She continued: “This is the house of God and the gate of heaven.”

For the Rev. Dillon Green, rector of St. Catherine’s, the new church will provide more room for parish life while creating a more visible presence in the community, helping welcome newcomers and serving as a lasting witness to the Episcopal Church in Chelsea.

“The location itself is beautiful, surrounded by God’s creation, and it will be more visible from the road,” he said. “As we often say, we worship the Lord in the beauty of holiness. This gives us an opportunity to build a structure that reflects what we value and love about the Episcopal Church—a place shaped by intention, thought, prayer, tradition, beauty and goodness.”

Green said he hopes the new church will serve as a visible reminder of the parish’s presence in Chelsea and invite newcomers to explore the congregation.

Founded by a group of Episcopalians, St. Catherine’s began as a monthly Bible study as part of the Diocese of Alabama’s Decade of Evangelism program, which sought to start a new church every three years. The young congregation soon found a temporary home in a vacant 75-year-old Church of God building that had sat unused for more than a decade. After extensive cleaning and repairs, members painted the church’s front door red and held their first Sunday worship service on Feb. 3, 2008. Later that month, the Diocese formally recognized St. Catherine’s as a worshiping community at the Diocesan Convention.

As the parish grew, volunteers converted an abandoned trailer into ministry space before church leaders turned their attention to the King’s Home Road property. Two temporary buildings donated by Asbury Methodist Church were later moved to the site and renovated to serve as a worship space, classrooms, offices, a nursery, and other ministries. The congregation continues to worship in those buildings today.
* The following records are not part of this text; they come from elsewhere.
PR #295, opened 2024-11-05
Add direct and serial options to disk devices

wokalski:
I only added support for cloud-hypervisor. The options are also supported in qemu (and possibly others) but i am just using cloud hypervisor.

serial is not documented yet, but it's been supported by cloud hypervisor for a year.

One thing to watch out for is the length of serial, it has to be 20 characters (or less, maybe).

Direct does not improve I/O performance per se, it mostly reduces overhead and makes VMs less noisy (O_DIRECT).

Maybe this PR should be closed wihout merging and we should have a manual way (i.e. a blanket "extraOpts" option) to specify hypervisor specific options because the doesn't pattern doesnt seem sustainable.

I am not using linux and I didn't want to spend time on setting up the formatter for nix (I am usually using nixfmt in my flake). So if you would like to fix formatting please rebase and format.

### DIFF
--- a/lib/runners/cloud-hypervisor.nix
+++ b/lib/runners/cloud-hypervisor.nix
@@ -26,7 +26,11 @@ let
   useVirtiofs = builtins.any ({ proto, ... }: proto == "virtiofs") shares;
 
   # Transform attrs to parameters in form of `key1=value1,key2=value2,[...]`
-  opsMapped = ops: lib.concatStringsSep "," (lib.mapAttrsToList (k: v: "${k}=${v}") ops);
+  opsMapped = ops: lib.concatStringsSep "," (
+    lib.mapAttrsToList
+      (k: v: "${k}=${v}")
+      (lib.attrsets.filterAttrs (_: v: v != null) ops)
+  );
 
   # Attrs representing CHV mem options
   memOps = opsMapped ({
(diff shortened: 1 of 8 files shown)


lib/runners/cloud-hypervisor.nix
```diff
@@ -26,7 +26,11 @@ let
   useVirtiofs = builtins.any ({ proto, ... }: proto == "virtiofs") shares;
 
   # Transform attrs to parameters in form of `key1=value1,key2=value2,[...]`
-  opsMapped = ops: lib.concatStringsSep "," (lib.mapAttrsToList (k: v: "${k}=${v}") ops);
+  opsMapped = ops: lib.concatStringsSep "," (
+    lib.mapAttrsToList
+      (k: v: "${k}=${v}")
+      (lib.attrsets.filterAttrs (_: v: v != null) ops)
```
astro: `null` could also mean a key without value which isn't obvious. I actually prefer an immediate `} // lib.optionalAttrs (v != null) { ${k} = v;` in the caller. What do you think?

nixos-modules/microvm/options.nix
```diff
@@ -185,6 +185,18 @@ in
...
+            default = null;
+            description = "User-configured serial number for the disk
+            (Currently only respected if using cloud-hypervisor)";
+          };
+          direct = mkOption {
+            type = nullOr bool;
+            default = null;
+            description = "Whether to set O_DIRECT on the disk.
+            (Currently only respected if using cloud-hypervisor)";
+          };
```
astro, line 199: Makes sense and I'm going to merge it, but only after someone has checked and maybe implemented support for the other hypervisors. :-)

astro (approved):

lib/runners/cloud-hypervisor.nix
wokalski: Sure. Will fix it.

astro:
@wokalski Could you please review?

PR #303, opened 2024-12-03
fix macvtaps

PatrickDaG:
#291 introduced two bugs related to macvtaps:
- multiple definition of `tapMultiQueue` in the passthru attributes.
I'm guessing the on I removed shouldn't be there as it's just the other one without
the default case.
- wrong type of `binScripts.macvtap-down`


RooSoft:
This breaks my setup, had to revert to a prior commit... thanks guys for working this through.

I guess I would be better off not refering to the bleeding edge...

astro:
macvtap is a feature I do not test myself. Thank you very much for doing this for me!

I create git tags from time to time after new features have stabilized.

RooSoft:
Working now with the bleeding edge, thanks!

PR #310, opened 2024-12-12
qemu: support notify sockets

vikanezrimaya:
Copied from existing cloud-hypervisor implementation. Tested by launching a MicroVM on a system that expects MicroVMs to use notify sockets, and additionally using plain socat in a second terminal.


astro:
Awesome! Thank you.

PR #313, opened 2024-12-13
WIP: qemu: randomly choose vsock port on the host side

vikanezrimaya:
Prevents conflicts between MicroVMs.

Somehow doesn't work first try; VM might timeout a few times before it starts working. The problem is most likely between socat and systemd. More debug logging is needed. (Adding it here would be trivial, actually.)

### DIFF
--- a/lib/runners/qemu.nix
+++ b/lib/runners/qemu.nix
@@ -147,6 +147,7 @@ let
     else "";
 
   supportsNotifySocket = vsock.cid != null;
+  vsockHostPortOffset = 600000;
 
 in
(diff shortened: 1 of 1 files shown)


astro:
How about creating the port number from bash `$RANDOM` instead of reading it back from socat's log?

astro:
Alternatively, `microvm.vsock.cid` should be unique per VM. Let's just add that to an offset.

astro:
Are you going to work on this on the next few days, or may I roll back the qemu change?

PR #323, opened 2025-01-14
Fixed the missing reference to kernelAtLeast for erofs

Michael-C-Buckley:
Fixed a bug where `nixos-modules.options.nix` did not have a reference for `kernelAtLeast`, which was instead present in `nixos-modules.store-disk.nix`, where it wasn't needed.  It had only seemed to affect `erofs` volumes, where the reference was needed.


astro:
Thanks but duplicate of #322.

PR #324, opened 2025-01-23
Add deflate-on-oom and free-page-reporting for qemu

slakkala:
Enable automatic balloon deflation on QEMU. cloud-hypervisor already enables it. Also enable free-page-reporting, and give the balloon device a name for easier querying.

Additionally make OOM deflation configurable.


nixos-modules/microvm/options.nix
```diff
@@ -466,6 +466,14 @@ in
       '';
     };
 
+    qemu.oomDeflate = mkOption {
```
astro: [It looks like this feature is supported on more VMMs than just qemu.](https://github.com/firecracker-microvm/firecracker/blob/main/docs/ballooning.md) Let's make it generic:

```suggestion
    oomDeflate = mkOption {
```

Also, it has the same name `deflate_on_oom` so I wonder if `deflateOnOOM` is a more meaningful name for the option. YMMV.

astro (changes requested):
Thank you!

nixos-modules/microvm/options.nix
slakkala: Changed to deflateOnOOM and dropped the `qemu`

astro (approved):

The Rev. Dillon Green and Chris Stricklin hold the shovel used during St. Catherine’s June 14 groundbreaking ceremony. The same shovel was used years earlier when the congregation first broke ground at its King’s Home Road property.

Looking back on Sunday’s ceremony, Green said he was mindful of the generations of parishioners whose prayers, sacrifices and generosity helped bring the project to fruition.

“It was incredibly meaningful,” he said. “I feel very honored and blessed to have been part of this project and to have been invited to help bring it to life. I could feel the presence of those who have been here, as well as those who have gone on to be with the Lord. Their prayers, sacrifices, and love helped make this possible. In many ways, it felt like they were still present with us, sharing in the joy of seeing this vision become a reality.”